Where can I ask for help?

We use GitHub issues to support user questions. To ask a question, open a new issue and select the question template. Please include your name and institution in the issue.

What type of support can I expect?

We will be happy to assist you in resolving bugs and technical issues that arise when compiling or running GEOS-Chem. User support and outreach is an important part of our mission to support the International GEOS-Chem User Community.

Even though we can assist in several ways, we cannot possibly do everything. We rely on GEOS-Chem users being resourceful and willing to try to resolve problems on their own to the greatest extent possible.

If you have a science question rather than a technical question, you should contact the relevant GEOS-Chem Working Group(s) directly. But if you do not know whom to ask, you may open a new issue (See “Where can I ask for help” above) and we will be happy to direct your question to the appropriate person(s).

How to submit changes

Please see Contributing Guidelines.

How to request an enhancement

Please see Contributing Guidelines.

Editing this User Guide

This user guide is generated with Sphinx. Sphinx is an open-source Python project designed to make writing software documentation easier. The documentation is written in a reStructuredText (it’s similar to markdown), wh ich Sphinx extends for software documentation. The source for the documentation is the docs/source directory in top-level of the source code.

Quick start

To build this user guide on your local machine, you need to install Sphinx and its dependencies. Sphinx is a Python 3 package and it is available via pip. This user guide uses the Read The Docs theme, so you will also need to install sphinx-rtd-theme. It also uses the sphinxcontrib-bibtex and recommonmark extensions, which you’ll need to install.

$ cd docs
$ pip install -r requirements.txt

To build this user guide locally, navigate to the docs/ directory and make the html target.

$ make html

This will build the user guide in docs/build/html, and you can open index.html in your web-browser. The source files for the user guide are found in docs/source.

Note

You can clean the documentation with make clean.

Learning reST

Writing reST can be tricky at first. Whitespace matters, and some directives can be easily miswritten. Two important things you should know right away are:

  • Indents are 3-spaces

  • “Things” are separated by 1 blank line. For example, a list or code-block following a paragraph should be separated from the paragraph by 1 blank line.

You should keep these in mind when you’re first getting started. Dedicating an hour to learning reST will save you time in the long-run. Below are some good resources for learning reST.

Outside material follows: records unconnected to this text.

PR #1780, opened 2018-05-04
Track Realms seen in the notifier by id rather than path

tgoyne:
If a Realm is deleted and then a new one is created at the same path it needs to be treated as a new Realm.

Required for https://github.com/realm/realm-js-private/pull/443 and should have no impact outside of that.


bmunkholm:
@kneth Please remember to check for changelog.md updates :-)
That's missing

kneth:
@bmunkholm I typically copy over entries from `realm-js-private` when doing a release.

PR #1789, opened 2018-05-11
Add support for the 'delete' event

tgoyne:
See https://github.com/realm/realm-js-private/pull/445.


kneth:
I will add an entry to `CHANGELOG.md` (based on https://github.com/realm/realm-js-private/pull/445) when releasing.

PR #1790, opened 2018-05-14
Group SSL configuration options in a new config object

### LINKED ISSUE #1465: Sync SSL configuration don't feels JavaScript'ish
## Goals

I want a more native feeling when configuring Realm JS.

## Expected Results

I would expect all parameters that configure sync use of SSL have parameters that are:

1. Short
2. camelCased
3. Grouped by their context:
    - Either they all start with "ssl": `sslValidate`, `sslCertificatePath`, `sslValidateCallback`,
    - Or (even better) they are all fields on a shared object named "ssl":
    ```
    {
      sync: {
        ssl: {
          validate: true,
          validateCallback: () => true,
          certificatePath: '../../'
        }
      }
    }
    ```

While we're modifying the interface I would highly recommend that the `open_ssl_verify_callback` gets called with a single object instead of 5 individual arguments. If this is already the case - the type definitions are wrong and should be updated.

Also - is there any reason for the difference in wording "validate" and "verify"? Could we pick one and stick with it?

## Actual Results

The configuration for sync SSL uses long underscore-cased names for:

- `validate_ssl`
- `ssl_trust_certificate_path`
- `open_ssl_verify_callback`

- Realm JS SDK Version: 2.0.2

fealebenpae:
Fixes #1465

This change groups together the SSL options of the Sync configuration object in a new object, making the API feel more JavaScript-y.

The code that parses the new SSL configuration format is refactored so that the Adapter can use it as well.

I also refactored the JSDoc for the Sync configuration API. Please take a look.


ianpward:
WIll this solve the issue of using realm-js with SSL on Windows?

fealebenpae:
This and https://github.com/realm/realm-js-private/pull/446 will solve https://github.com/realm/realm-js-private/issues/438.

kneth:
@fealebenpae I like the refactoring of the doc - thanks!

kraenhansen:
🙏 thanks! This was an awesome solution. Great work!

A good starting point would be Eric Holscher’s presentations followed by the reStructuredText primer.

Style guidelines

Important

This user guide is written in semantic markup. This is important so that the user guide remains maintainable. Before contributing to this documentation, please review our style guidelines (below). When editing the source, please refrain from using elements with the wrong semantic meaning for aesthetic reasons. Aesthetic issues can be addressed by changes to the theme.

For titles and headers:

  • Section headers should be underlined by # characters

  • Subsection headers should be underlined by - characters

  • Subsubsection headers should be underlined by ^ characters

  • Subsubsubsection headers should be avoided, but if necessary, they should be underlined by " characters

File paths (including directories) occuring in the text should use the :file: role.

Program names (e.g. cmake) occuring in the text should use the :program: role.

OS-level commands (e.g. rm) occuring in the text should use the :command: role.

Environment variables occuring in the text should use the :envvar: role.

Inline code or code variables occuring in the text should use the :code: role.

Code snippets should use .. code-block:: <language> directive like so

.. code-block:: python

   import gcpy
   print("hello world")

The language can be “none” to omit syntax highlighting.

For command line instructions, the “console” language should be used. The $ should be used to denote the console’s prompt. If the current working directory is relevant to the instructions, a prompt like $~/path1/path2$ should be used.

Inline literals (e.g. the $ above) should use the :literal: role.